**What you need to do:**
Your answer should be the data below, reproduced with nothing changed.

......

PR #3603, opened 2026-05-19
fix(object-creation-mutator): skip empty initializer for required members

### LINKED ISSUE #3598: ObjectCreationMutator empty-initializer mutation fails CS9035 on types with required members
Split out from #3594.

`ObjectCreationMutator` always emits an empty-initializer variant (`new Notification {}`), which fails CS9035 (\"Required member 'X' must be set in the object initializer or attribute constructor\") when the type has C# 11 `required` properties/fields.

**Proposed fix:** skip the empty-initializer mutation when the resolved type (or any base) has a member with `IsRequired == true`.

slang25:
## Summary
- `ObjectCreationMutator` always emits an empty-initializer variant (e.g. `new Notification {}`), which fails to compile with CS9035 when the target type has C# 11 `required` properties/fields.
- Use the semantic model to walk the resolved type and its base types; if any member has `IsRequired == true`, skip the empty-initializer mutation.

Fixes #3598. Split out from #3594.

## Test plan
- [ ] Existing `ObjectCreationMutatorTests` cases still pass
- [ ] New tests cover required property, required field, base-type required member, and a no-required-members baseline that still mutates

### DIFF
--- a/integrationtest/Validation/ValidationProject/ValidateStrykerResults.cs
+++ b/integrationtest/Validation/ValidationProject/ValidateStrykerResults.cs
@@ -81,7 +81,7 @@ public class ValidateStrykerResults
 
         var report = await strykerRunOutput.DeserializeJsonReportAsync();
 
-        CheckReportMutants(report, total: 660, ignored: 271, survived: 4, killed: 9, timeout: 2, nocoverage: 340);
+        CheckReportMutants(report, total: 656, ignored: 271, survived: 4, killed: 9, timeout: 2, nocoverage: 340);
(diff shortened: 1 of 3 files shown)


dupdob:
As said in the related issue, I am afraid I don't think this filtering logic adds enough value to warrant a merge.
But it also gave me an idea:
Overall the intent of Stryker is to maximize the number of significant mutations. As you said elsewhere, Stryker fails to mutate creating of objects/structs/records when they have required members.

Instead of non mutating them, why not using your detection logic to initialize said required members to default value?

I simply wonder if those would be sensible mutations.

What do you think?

......

**Task result:**
PR #3603, opened 2026-05-19
fix(object-creation-mutator): skip empty initializer for required members

### LINKED ISSUE #3598: ObjectCreationMutator empty-initializer mutation fails CS9035 on types with required members
Split out from #3594.

`ObjectCreationMutator` always emits an empty-initializer variant (`new Notification {}`), which fails CS9035 (\"Required member 'X' must be set in the object initializer or attribute constructor\") when the type has C# 11 `required` properties/fields.

**Proposed fix:** skip the empty-initializer mutation when the resolved type (or any base) has a member with `IsRequired == true`.

slang25:
## Summary
- `ObjectCreationMutator` always emits an empty-initializer variant (e.g. `new Notification {}`), which fails to compile with CS9035 when the target type has C# 11 `required` properties/fields.
- Use the semantic model to walk the resolved type and its base types; if any member has `IsRequired == true`, skip the empty-initializer mutation.

Fixes #3598. Split out from #3594.

## Test plan
- [ ] Existing `ObjectCreationMutatorTests` cases still pass
- [ ] New tests cover required property, required field, base-type required member, and a no-required-members baseline that still mutates

### DIFF
--- a/integrationtest/Validation/ValidationProject/ValidateStrykerResults.cs
+++ b/integrationtest/Validation/ValidationProject/ValidateStrykerResults.cs
@@ -81,7 +81,7 @@ public class ValidateStrykerResults
 
         var report = await strykerRunOutput.DeserializeJsonReportAsync();
 
-        CheckReportMutants(report, total: 660, ignored: 271, survived: 4, killed: 9, timeout: 2, nocoverage: 340);
+        CheckReportMutants(report, total: 656, ignored: 271, survived: 4, killed: 9, timeout: 2, nocoverage: 340);
(diff shortened: 1 of 3 files shown)


dupdob:
As said in the related issue, I am afraid I don't think this filtering logic adds enough value to warrant a merge.
But it also gave me an idea:
Overall the intent of Stryker is to maximize the number of significant mutations. As you said elsewhere, Stryker fails to mutate creating of objects/structs/records when they have required members.

Instead of non mutating them, why not using your detection logic to initialize said required members to default value?

I simply wonder if those would be sensible mutations.

What do you think?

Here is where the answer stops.